In C. elegans, two CIP/KIP family CDK inhibitors (CKIs) are encoded by the
cki-1 and
cki-2 genes found in tandem on chromosome II.
cki-2 is a previously uncharacterised C. elegans CIP/KIP family homologue. Ectopically expressed CKI-2 colocalizes with chromosomal DNA resulting in a penetrant embryonic lethality. Little, however, is known about the loss-of-function phenotype of
cki-2. Using a post-transcriptional silencing approach we have found that
cki-2 co-suppressed embryos arrest at an early developmental stage with a highly disorganized intestinal morphology and a substantially increased number of intestinal and pharyngeal cells, suggesting that
cki-2 may regulate embryonic cell division in these lineages. Alternatively,
cki-2 may affect patterning more indirectly by altering the replication timing. In addition to its potential mitotic role in the embryo,
cki-2 co-suppression also causes an embryonic arrest at the one cell stage. Our observations suggest that
cki-2 may have a novel meiotic role, where
cki-2 co-suppressed embryos show apparent meiotic defects including extra polar body formation and aberrant polar body extrusion in addition to defects in pronuclear fusion and subsequent cytokinesis. Radiation sensitivity was investigated in
cki-2 co-suppresssed embryos which showed an increased sensitivity to ionizing radiation.

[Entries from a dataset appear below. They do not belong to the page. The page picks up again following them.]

PR #514, opened 2022-10-14
Amends the caching mechanism to avoid relying on global variables

Baccata:
This is changing the SchemaVisitor caching mechanism to allow to inject a mutable cache rather than relying on global ones, which can lead to memory when users apply unpredicted usage patterns.

Injecting a mutable cache means we can scope the caching to the lifecycle of interpreters, which is a lot safer.

The problem really stems from the fact that Schemas are not stable (with regards to hashCode/equality) methods when re-instantiated or when undergoing hint transformations, therefore cache miss are likely to occur even when semantically a cache hit should happen.

Additionally, this changes the Dynamic module to try and yield as-stable-as-possible schemas to further reduce the risk of memory leaks whilst benefiting from the caching mechanism.

I add to add a few MiMa filters for things that MiMa seems to be confused with, and things that were unfixable due to default parameters (note to self : remove default parameters when relevant in favour of method overloads)


modules/core/src/smithy4s/Hints.scala
```diff
@@ -67,6 +67,11 @@ object Hints {
     }
     override def toString(): String =
       s"Hints(${all.mkString(", ")})"
+
+    override def hashCode(): Int = toMap.hashCode()
+    override def equals(obj: Any): Boolean = {
```
Baccata, line 72: created proper hashChode and equality methods which were desperately missing on the Hints construct.

modules/core/src/smithy4s/http/CodecAPI.scala
```diff
@@ -31,6 +31,9 @@ import internals.StringAndBlobCodecSchemaVisitor
 trait CodecAPI {
 
   type Codec[A]
+  type Cache
+
+  def createCache(): Cache
```
Baccata, line 36: Right, so this "hides" the nature of the cache to CodecAPI callers. This is because the Cache might actually be caching constructs that are not for public consumption, so we're relying on a type-member to hide the detail, and passing it around. 

The reason we're not just making a `CachedCodecAPI` implementation is that doing so would be harder to respect binary compatibility, as the "end of the world" currently relies on a `val CodecAPI` being present on the service builders. Because the ServiceBuilder are Global, this wouldn't play too well without breaking bincompat

modules/core/src/smithy4s/internals/SchemaDescriptionDetailed.scala
```diff
@@ -43,7 +43,7 @@ private[internals] trait SchemaDescriptionDetailedImpl[A]
 }
 
 private[internals] object SchemaDescriptionDetailedImpl
-    extends SchemaVisitor.Cached[SchemaDescriptionDetailedImpl] { self =>
+    extends SchemaVisitor[SchemaDescriptionDetailedImpl] { self =>
```
Baccata, line 46: this is not critical enough that we'd have to cache it, I think.

modules/core/src/smithy4s/schema/CachedSchemaCompiler.scala
```diff
@@ -0,0 +1,47 @@
...
+  type Cache
+  def createCache(): Cache
+  def fromSchema[A](schema: Schema[A]): F[A]
+  def fromSchema[A](schema: Schema[A], cache: Cache): F[A]
+
+}
+
+object CachedSchemaCompiler {
+
+  private[smithy4s] abstract class Impl[F[_]] extends CachedSchemaCompiler[F] {
```
Baccata, line 30: This is basically a reusable helper that saves a bunch of boilerplate

modules/core/src/smithy4s/schema/CachedSchemaCompiler.scala
```diff
@@ -0,0 +1,47 @@
...
+    protected type Aux[_]
+    type Cache = CompilationCache[Aux]
+
+    override final def fromSchema[A](schema: Schema[A]): F[A] =
+      fromSchema(schema, CompilationCache.nop[Aux])
+
+    def createCache(): Cache = CompilationCache.make[Aux]
+
+    private val globalCache: Cache = createCache()
+    implicit def derivedImplicitInstance[A](implicit
```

Our observation suggests that
cki-2 may therefore be involved in a DNA damage checkpoint pathway. We are presently investigating the radiation sensitivity of the
cki-2 co-suppressed animals in different genetic combinations, which may allow us to establish a connection between
cki-2 and this pathway. Through yeast two-hybrid screens we found that CKI-2 interacts with PCN-1 (PCNA orthologue), RNF-1 (RING domain protein), and SMO-1 (SUMO orthologue). Both CKI-2 and RNF-1 showed a strong and specific interaction with SMO-1. Our in vivo competition assays reveal that SMO-1 antagonizes the CKI-2/RNF-1 interaction and that the CKI-2 N-terminal domain, which contains consensus SMO-1 conjugation sites, is required for this antagonism. Genetic interactions of
cki-2 and its interacting partners further reveal that both
rnf-1 and
smo-1 act as negative regulators of
cki-2. We further showed that CKI-2 can be modified by mono-ubiquitination in vivo therefore adding another level of complexity to the regulation of CKI-2. We are presently investigating whether CKI-2 is modified by SMO-1 in vivo. We are currently characterizing how these interacting partners of CKI-2 regulate its function during C. elegans development and we believe that our work underscores a novel regulatory mechanism for CIP/KIP family proteins.